Before Sinclair could bring in any cool hits of brass, there was the matter of joining the apartment Wolfe and her husband, Adam Krauthamer, already owned with the one they had just bought next door. The merger was ideal, as it would leave the couple and their little one with two bedrooms and three bathrooms. The only thing was, it also would leave them with two kitchens. By gutting everything, Sinclair was able to turn one into the new primary bathroom and situate a new kitchen where a living room and bedroom used to be.
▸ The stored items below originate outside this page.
Issue #4297, opened 2019-05-29
event-bus tests can be run in parallel with others


sjanota:
**Description**

It should be possible to run event-bus tests in parallel with other Kyma tests. We need to verify if it is possible now and change the test if necessary. Then its TestDefinition should be modified to enable concurrency.

**Reasons**

One way to make the Kyma test suite faster is to run tests in parallel. 

**Acceptance Criteria**
- [ ] concurrency is enabled in event-bus test and it is stable on CI

sayanh:
[Integration](https://status.build.kyma-project.io/view/gcs/kyma-prow-logs/pr-logs/pull/kyma-project_kyma/4923/pre-master-kyma-gke-integration/1152287108103147520) and [upgrade](https://status.build.kyma-project.io/view/gcs/kyma-prow-logs/pr-logs/pull/kyma-project_kyma/4923/pre-master-kyma-gke-upgrade/1152177764313337856) jobs are working fine after parallelizing the tests. But there is a dependency on this [PR](https://github.com/kyma-project/kyma/pull/4893) and it is better to continue on this after it is merged.

PR #4923, opened 2019-07-17
Enable parallel execution of event-bus tests

sayanh:
**Description**

- Enable parallel execution of event-bus tests

**Related issue(s)**

See #4297


resources/event-bus/templates/tests/test.yaml
```diff
@@ -27,6 +27,7 @@ spec:
             - --publish-event-uri=http://event-bus-publish:8080/v1/events
```
anishj0shi: it needs to be rebased with master to have the latest changes pulled in

resources/event-bus/templates/tests/test.yaml
```diff
@@ -27,6 +27,7 @@ spec:
             - --publish-event-uri=http://event-publish-service:8080/v1/events
             - --publish-status-uri=http://event-publish-service:8080/v1/status/ready
             - --subscriber-image={{ .Values.global.containerRegistry.path }}/{{ .Values.global.event_bus_tests.dir }}event-bus-e2e-subscriber:{{ .Values.global.event_bus_tests.version }}
```
anishj0shi: I know this has been there for quiet some time, but shouldn't we reference the image name "event-bus-e2e-subscriber" in values.yaml ? something like this https://github.com/kyma-project/kyma/blob/0e88f482af87dd1e89ad449fec2b6fdfe3eca748/resources/event-bus/charts/event-publish-service/templates/deployment.yaml#L33

sayanh: IMO, I don't see the benefit. In order to retain consistency with the other charts, I would change https://github.com/kyma-project/kyma/blob/0e88f482af87dd1e89ad449fec2b6fdfe3eca748/resources/event-bus/charts/event-publish-service/templates/deployment.yaml#L33

PR #4929, opened 2019-07-17
Fix arch diag for event bus

sayanh:
**Description**
Turns out, that the natss controller does not create an istio virtual service for the dispatcher. It just creates a k8s svc. Hence the fix is created.

- Fix arch diag for event bus
- Fix steps for events publish process

More details are: [here](https://github.com/knative/eventing/blob/master/pkg/provisioners/provisioner_util.go#L41)


docs/event-bus/02-01-event-bus.md
```diff
@@ -31,7 +31,7 @@ For example, whenever the `order-created` Event comes in, the Event Bus stores i
 
 3. The Application Connector makes a REST API call to **publish-knative** and sends the enriched Event.
 4. **publish-knative** makes the HTTP payload compatible with Knative and sends the Event to the relevant **knative-channel** service URL which is inferred based on **source id**, **event type**, and **event type version** parameters.
-5. Istio Virtual Service forwards the Event to the **nats-dispatcher** service served by the **nats-dispatcher** Pod.
+5. K8s service forwards the Event to the **nats-dispatcher** service served by the **nats-dispatcher** Pod.
```
bszwarc:
```suggestion
5. Kubernetes service forwards the Event to the **nats-dispatcher** service served by the **nats-dispatcher** Pod.
```

PR #4934, opened 2019-07-18
Added JSON schemas for monitoring components

igor-karpukhin:
Added JSON schemas for monitoring components: global, alert-manager, prometheus, grafana


hisarbalik:
Can you please add default values too in the schema definition and also examples if possible

Issue #4760, opened 2019-07-03
Authentication integration for Kiali


a-thaler:
**Description**
Add an integrated authentication strategy to the kiali dashboard so that a single-sign-on is possible based on the dex configuration.
For that the same approach as for the jaeger dashboard integration can be used by disabling the bundled authentication and putting a keycloak proxy in front assuring that a OpenIDConnect token will be present for a request.

**Reasons**
Usability, the user expects the same authentication method as for all other components

Part of https://github.com/kyma-project/kyma/issues/4168

a-thaler:
I added the keycloak-proxy in the same way as in jaeger chart.
I disabled authentication on kiali itself

I did the changes in https://github.com/kyma-project/kyma/pull/4939

Issue #4918, opened 2019-07-16
Extract Kiali into dedicated module


a-thaler:
**Description**
Move the "kiali" sub-chart of istio module to the root level and have it enabled by default, but not for Kyma Lite. It should be installed after monitoring and tracing.

Items:
- Move the chart
- Add it to the installer-cr after monitoring and tracing module, disabled for local installation
- Add integration test checking availability of UI
- Add upgrade test checking availability of UI before and after upgrade
- Define customer relevant values for installation in regards to istio-file editing

**Reasons**
Kiali is currently bundled with the istio chart. However, it has its own release cycle and it has dependencies to istio being in conflict at installation time (uses virtualservice etc). So it will simplify the setup if it will be installed after istio. It should be installed even after monitoring.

In other words, the initial construction phase was one big game of Tetris. Sinclair made the most of it in the end by doing things like cladding the new kitchen’s structural wall in tile. “We wanted to make it fun and intentional-looking versus something that was obstructing the view,” she notes. Ahead, she shares a few more clever design decisions she made there and in the primary bath.
What drew Sinclair to Sampson’s kitchen was the overall punk-glam vibe, so while she wasn’t out to replicate the lightning-bolt hardware, she did want to go in a high-contrast direction. “It all started with soapstone,” she says, noting how the moody countertop and backsplash material is a nice break from the white living room floors and walls.
The next natural move was to go heavy on brass. “It’s not crazy expensive, but it’s definitely something to budget around,” shares the designer. Fabricating the vent hood was the priciest bit because getting the corners just right was labor-intensive, while the island piece was a straightforward sheet. “When Betsy’s now 2-year-old started walking, her hands were all over the brass, which Betsy absolutely loves because the metal changes and patinas over time,” shares Sinclair.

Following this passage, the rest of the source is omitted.